The apps also haven’t been well-promoted to the student body. The university’s strategies to promote Bruins Safe to students mostly entailed presentations at orientation sessions and campus-wide emails, both of which are low-cost pursuits, Beck said. UCLA could easily expand its promotional efforts if it only needed to market one app, as it would permit the university to focus its resources and not divide them between multiple apps.

Of course, bringing every campus safety function under one roof could lead to information overload, making it more difficult for students to access vital resources when they need them most, Beck added. But while this concern is legitimate, it shouldn’t stop the university from moving ahead and consolidating.

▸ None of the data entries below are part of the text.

PR #3942, opened 2023-01-20
Add docs for custom icons

reidbarber:
We've been linking to the FAQ lately, so this might be something we want in the docs instead.

## ✅ Pull Request Checklist:


snowystinger (dismissed):
looks good

packages/@react-spectrum/icon/docs/custom-icons.mdx
```diff
@@ -0,0 +1,107 @@
...
+```
+
+## Coloring
+
+Icons support four Spectrum semantic colors: `negative`, `notice`, `positive`, and `informative`. Icons within React Spectrum components typically
+have their colors styled appropriately, but you can use the `color` prop to adjust the color of any standalone icons.
+
+```tsx example
+import Alert from '@spectrum-icons/workflow/Alert';
+
```
LFDanLu, line 89:
```suggestion
```

packages/@react-spectrum/icon/docs/custom-icons.mdx
```diff
@@ -0,0 +1,107 @@
...
+category: Icons
+---
+
+# Custom Icons
+
+Custom icons can be used by wrapping them in an Icon component.
+
+<HeaderInfo
+  packageData={packageData}
+  sourceData={[
```
LFDanLu, line 31:
```suggestion
  packageData={packageData}
  componentNames={['Icon']}
  sourceData={[
```

packages/@react-spectrum/icon/docs/custom-icons.mdx
```diff
@@ -0,0 +1,107 @@
...
+    {type: 'Spectrum', url: 'https://spectrum.adobe.com/page/iconography/'}
+  ]} />
+
+## Example
+
+```tsx example export=true
+import {Icon} from '@adobe/react-spectrum';
+
```
LFDanLu, line 39:
```suggestion
```

LFDanLu (approved):

packages/@react-spectrum/icon/docs/custom-icons.mdx
```diff
@@ -0,0 +1,105 @@
...
+  return(
+    <Icon {...props}>
+      <svg viewBox="0 0 36 36">
+        <path d="M18.477.593,22.8,12.029l12.212.578a.51.51,0,0,1,.3.908l-9.54,7.646,3.224,11.793a.51.51,0,0,1-.772.561L18,26.805,7.78,33.515a.51.51,0,0,1-.772-.561l3.224-11.793L.692,13.515a.51.51,0,0,1,.3-.908L13.2,12.029,17.523.593A.51.51,0,0,1,18.477.593Z" />
+      </svg>
+    </Icon>
+  );
+}
+
+<CustomIcon aria-label="Star" />
```
ktabors, line 50: Should the aria-label be part of the custom icon? `<Icon aria-label="Star" {...props}>` If we did that we'd have to specify an `aria-hidden="true"` in the button example.

packages/@react-spectrum/icon/docs/custom-icons.mdx
```diff
@@ -0,0 +1,105 @@
...
+import {Icon} from '@react-spectrum/icon';
+```
+
+---
+category: Icons
+---
+
+# Custom Icons
+
+Custom icons can be used by wrapping them in an Icon component.
```
ktabors, line 28: Maybe? `Custom icons are graphical metaphors or symbols that can be used to compliment existing experiences, which can be implemented by wrapping an SVG in an Icon component.`

packages/@react-spectrum/icon/docs/custom-icons.mdx
```diff
@@ -0,0 +1,105 @@
...
+</Flex>
+```
+
+## Labeling
+
+By default, icons are considered decorative, and are hidden from assistive technology. When used within a component like a button
+that has no label, an `aria-label` should be provided to the parent component. If used standalone, an `aria-label` can be provided
+to the icon itself.
+
+## Props
```
ktabors, line 103: I don't remember why we don't show props for Workflow Icons. It seems weird that we'd have them in this place and not both.

ktabors (commented):
Looks good!

packages/@react-spectrum/icon/docs/custom-icons.mdx
```diff
@@ -0,0 +1,105 @@
...
+  packageData={packageData}
+  componentNames={['Icon']}
+  sourceData={[
+    {type: 'Spectrum', url: 'https://spectrum.adobe.com/page/iconography/'}
+  ]} />
+
+## Example
+
+```tsx example export=true
+function CustomIcon(props) {
```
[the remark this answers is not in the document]
reidbarber: I went with `CustomIcon` to avoid confusion of importing an actual star icon from `@spectrum-icons/workflow`.

packages/@react-spectrum/icon/docs/custom-icons.mdx
reidbarber: I think the user could do that if they wanted to, but this seems more useful in case they were to re-use the icon multiple places with different labels. Also the labelling section mentions when you need to add a label. This also matches the `@spectrum-icons/workflow` icons.

packages/@react-spectrum/icon/docs/custom-icons.mdx
reidbarber: That description is specific to workflow icons, so I'm not sure it would apply to all custom icons.

packages/@react-spectrum/icon/docs/custom-icons.mdx
reidbarber: Not sure why either, I can add them in this PR.

snowystinger (approved):

PR #183, opened 2023-09-22
[ENH] Implemented endpoint for returning available termURLs

### LINKED ISSUE #37: Endpoint that will return the list of available termURLs for a given query parameter
There should be an API endpoint or resource where I can request a list of all of the termURLs that are currently available for a given variable in the graph, so that I know what makes sense to query.

e.g. I want to get all of the unique `diagnosis` terms that exist in the current graph returned as an array.

~There might also be a way to just get this for all of the categorical variables: e.g. a single endpoint that returns an object with the existing terms for all variables:~ (EDIT: we will not implement this as one endpoint - instead we will have a separate endpoint that returns all the variables with controlled term instances. See also #176)
```json
{
"diagnosis": ["snomed:1", "snomed:2", ...],
"imagingModality": ["T1", "T2", ...],
...
}
```

### Steps to implement
- [x] Create a `GET` path operation with the controlled term of the Neurobagel class (e.g., `nb:Assessment`?) as a [path parameter](https://fastapi.tiangolo.com/tutorial/path-params/)
  - `api.neurobagel.org/attributes/{attribute_URI}`
  - e.g. route for getting all the TermURLs for Diagnosis would be `api.neurobagel.org/attributes/nb:Diagnosis`
    - note: having colons in the path param _should_ be fine, see https://github.com/encode/starlette/discussions/1673
- [x] corresponding crud function will post a query to the graph endpoint to return all instances of that class
- [x] Response should be in the format of:
`{attribute_URI: [termURL1, termURL2, termURL3…]}`

References for inspo:
- https://www.cognitiveatlas.org/api
- GraphDB [retrieving namespaces](https://rdf4j.org/documentation/reference/rest-api/#tag/Repositories/paths/~1repositories/get) vs [getting a namespace by prefix](https://rdf4j.org/documentation/reference/rest-api/#tag/Namespaces/paths/~1repositories~1%7BrepositoryID%7D~1namespaces~1%7BnamespacesPrefix%7D/get)

rmanaem:
Closes #37 

- Implemented `create_terms_query` function in `utility.py`
- Implemented `get_terms` function in `crud.py`
- Implemented `get_terms` path operation in `query.py`
- Moved `pytest.fixtures` from `test_query.py` to `conftest.py`
- Implemented tests for valid and invalid `attribute_URI` and the `get_terms` path operation

## Checklist

- [x] Tests pass
- [x] Checks pass

For new features:
- [x] Tests have been added

For bug fixes:


app/api/crud.py
```diff
@@ -151,3 +151,44 @@ async def get(
...
+        raise HTTPException(
+            status_code=response.status_code,
+            detail=f"{response.reason_phrase}: {response.text}",
+        )
+
+    results = response.json()
+
+    results_dict = {
+        attribute_URI: [
+            i["termURL"]["value"] for i in results["results"]["bindings"]
```
surchs, line 190:
```suggestion
            result["termURL"]["value"] for result in results["results"]["bindings"]
```
:cherries: but clearer for sanity

app/api/routers/query.py
```diff
@@ -25,3 +26,11 @@ async def get_query(query: QueryModel = Depends(QueryModel)):
     )
 
     return response
+
+
+@router.get("/attributes/{attribute_URI}")
```
surchs, line 31:
```suggestion
@router.get("/attributes/{dataElementURI}")
```
I don't think we're fully settled yet on what we want to call these things, but attribute is probably not the right word. Either "variable" or "common data element" or "data element" makes more sense

app/api/utility.py
```diff
@@ -205,3 +205,28 @@ def create_query(
...
+
+
+def create_terms_query(attribute_URI: str) -> str:
+    """
+    Creates a SPARQL query using a simple query template to retrieve term URLS for a given attribute.
+
+    Parameters
+    ----------
+    attribute_URI : str
+        The URI of the attribute for which to retrieve term URLS.
```
surchs, line 217:
```suggestion
        The URI of the data element for which to retrieve the URIs of all connected term.
```

app/api/utility.py
```diff
@@ -205,3 +205,28 @@ def create_query(
         """
 
     return "\n".join([DEFAULT_CONTEXT, query_string])
+
+
+def create_terms_query(attribute_URI: str) -> str:
+    """
+    Creates a SPARQL query using a simple query template to retrieve term URLS for a given attribute.
+
+    Parameters
```
surchs, line 214: I think this docstring could benefit from an example: https://numpydoc.readthedocs.io/en/latest/format.html#examples so we can immediately understand what we mean by `dataElementURI` or similar

tests/conftest.py
```diff
@@ -8,3 +8,116 @@
 def test_app():
     client = TestClient(app)
     yield client
+
+
+@pytest.fixture()
+def test_data():
```
surchs, line 14: I don't think these fixtures will be used anywhere but the `test_query` tests for now, no? Is the only reason you're refactoring them here to make the actual test module shorter? I find it a bit less readable to hide them if the only thing we gain from this is a shorter test file

tests/test_query.py
```diff
@@ -473,3 +394,33 @@ async def mock_get(
...
+@pytest.mark.parametrize(
+    "invalid_attribute_URI",
+    ["apple", "some_thing:cool"],
+)
+def test_get_terms_invalid_attribute_URI(
+    test_app, mock_invalid_get_terms, invalid_attribute_URI, monkeypatch
+):
+    """Given a valid attribute URI, returns a 422 status code."""
+
+    monkeypatch.setattr(crud, "get_terms", mock_invalid_get_terms)
```
surchs, line 424: why do I need to mock this at all? If I understand correctly, the error here should come from the validation of the term (i.e. doesn't fit Regex). So I would expect that the API sends me this error back before a get request is ever made.

Could you check this again / see if the test passes without mocking get at all?

surchs (commented):
Hey @rmanaem, thanks for the PR. I left some questions in the code below, take a look and let me know what you think. I think for clarity's sake, we should rename `attribute_URI` to `nb:DataElementURI` or something similar. 

`nb:Diagnosis` is not an attribute, but a `variable` or `commonDataElement`

tests/test_query.py
rmanaem: Yea there is no need to mock that there.

surchs: I would then also update the docstring to explain that it is supposed to trigger the validation, which in turns should return the 422 code. i.e. explaining the "why" here is what will help in the future

tests/conftest.py
rmanaem: Yea kinda. We have quite a few tests and couple fixtures in one module and it seemed cluttered, I thought it's better to move the fixtures to `conftest.py` as I was going to add a few more and make it even more cluttered.
While the pytest docs suggests moving fixtures to `conftest.py` for an entire directory to have access to (which we don't need atm), I think it simplifies the `test_query` module and offers clear test structure.

app/api/utility.py
```diff
@@ -205,3 +205,31 @@ def create_query(
...
+    data_element_URI : str
+        The URI of the data element for which to retrieve the URIs of all connected term.
+
+    Returns
+    -------
+    str
+        The SPARQL query.
+    Examples
+    --------
+    get_terms_query("nb:Assessment")
```
surchs, line 225: neat!

surchs (approved):
Thanks, looks great! :cook:

PR #191, opened 2023-09-27
[FIX] Properly expose `NB_GRAPH_PORT` to API container 

### LINKED ISSUE #190: [BUG] Have to use `NB_GRAPH_PORT` instead of `NB_GRAPH_PORT_HOST`

- [x] I have searched the existing issues

### Expected Behavior

At the moment, we're using `NB_GRAPH_PORT_HOST` to construct the Query URL. However the API is in a docker network with the graph and will therefore have to send requests to the graph on the graph's internal port `NB_GRAPH_PORT`. 

https://github.com/neurobagel/api/blob/2a6fc31bc4bc11ee767860d294fc076f7d9c2e73/app/api/utility.py#L26-L36

We have to change these lines and the corresponding docker-compose file so that we expose and use `NB_GRAPH_PORT` instead.

### Current Behavior

_No response_

### Error message

_No response_

### Environment

_No response_

### How to reproduce

_No response_

### Anything else?

We should also document in our internal docs that within a docker network services talk to each other on their internal port number, and not the one that is exposed to the host.

rmanaem:
Closes #190 

- Changed `NB_GRAPH_HOST_PORT` env var to `NB_GRAPH_PORT` in `utility.py` and `docker-compose.yml`
- See [internal port vs host port](https://github.com/neurobagel/documentation/wiki/Docker#internal-port-vs-host-port) for internal wiki entry

## Checklist

- [x] Tests pass
- [x] Checks pass

For new features:
- [ ] Tests have been added

For bug fixes:


alyssadai (approved):
🧑‍🍳

PR #196, opened 2023-10-04
[ENH] Update `add_data_to_graph.sh` to also upload TTL files

### LINKED ISSUE #185: Expand functionality of data uploader script to upload both Turtle and JSONLD files in directory
We are starting to create + think about vocabulary graph files which are much more easily expressed in a `.ttl` file than `.jsonld` (e.g., https://github.com/neurobagel/api/issues/182), but nonetheless need to have a way to be easily added to a graph.

Currently, [add_data_to_graph.sh](https://github.com/neurobagel/api/blob/main/add_data_to_graph.sh) only uploads `.jsonld` files in a directory. To make it easy for a deploying user to upload _all data_ that needs to be in the graph in one go, we could add another loop to the script that performs the same `POST` request on any `.ttl` files in the specified directory.

https://github.com/neurobagel/api/blob/b65a2428be168150d9139fb7d2de2b115f146763/add_data_to_graph.sh#L146-L150 

This script would then work on both directories with just one kind of file (`.ttl` or `.jsonld`) or those with a mix of both - allowing us flexibility if we want to recommend storing all vocab-related files separately but still be able to merge them into the graph using the same script.

We should then also update the deployment docs to mention how to add vocabulary files to the graph.

alyssadai:
Closes #185 

## Checklist

- [x] Tests pass
- [x] Checks pass

For new features:
- [ ] Tests have been added

For bug fixes:

### DIFF
--- a/add_data_to_graph.sh
+++ b/add_data_to_graph.sh
@@ -1,7 +1,7 @@
 #!/bin/bash
 #
 # ARG_HELP([Upload JSONLD and Turtle data to a Neurobagel graph])
-# ARG_POSITIONAL_SINGLE([dir],[Path to directory containing .jsonld and/or .ttl files to be uploaded])
+# ARG_POSITIONAL_SINGLE([dir],[Path to directory containing .jsonld and/or .ttl files. ALL .jsonld and .ttl files in this directory will be uploaded.])
 # ARG_POSITIONAL_SINGLE([graph-url],[Host and port at which to access the graph database to add data to (e.g., localhost:7200)])
 # ARG_POSITIONAL_SINGLE([graph-db],[Name of graph database to add data to])
 # ARG_POSITIONAL_SINGLE([user],[Username for graph database access])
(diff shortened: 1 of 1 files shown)


add_data_to_graph.sh
```diff
@@ -39,9 +39,9 @@ _arg_clear_data="off"
 
 print_help()
 {
-	printf '%s\n' "Upload JSONLD data to a Neurobagel graph"
+	printf '%s\n' "Upload JSONLD and Turtle data to a Neurobagel graph"
 	printf 'Usage: %s [-h|--help] [--(no-)clear-data] <dir> <graph-url> <graph-db> <user> <password>\n' "$0"
-	printf '\t%s\n' "<dir>: Path to directory containing .jsonld files to be uploaded"
+	printf '\t%s\n' "<dir>: Path to directory containing .jsonld and/or .ttl files to be uploaded"
```
surchs, line 44: Not a new thing, but: maybe a note that ALL files will be uploaded that are at this path.

surchs (approved):
1 comment, and then :cook:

The process of integrating each campus safety resource into one app will inevitably cause extraneous or unnecessary functions to be removed in the interest of saving space. Bruins Safe, for instance, has a number of practically useless features such as a “personal safety toolbox” that includes a flashlight and a button to share the app with friends. Such features would presumably be removed if UCLA’s campus safety apps were ever consolidated.

Moreover, UCLA has the technical knowledge and the resources to create a comprehensive, easy-to-use campus safety app. It seems reasonable to assume that a university whose computer science department is ranked thirteenth nationally has a pool of tech talent to draw from in creating an app. In addition, Kirkland said UCLA spent $24,000 to create the Bruins Safe app. If the university can spend such a sum on a non-comprehensive safety app, it seems likely it can spend more on a comprehensive one.

Modern campus safety requires universities to offer a widespread, easy-to-use digital platform to disseminate information during an emergency. Consolidating the various safety programs into a comprehensive app would help UCLA measure up to this standard, as well as make the app easier to use and promote to students.

When it comes to campus safety apps, less is definitely more.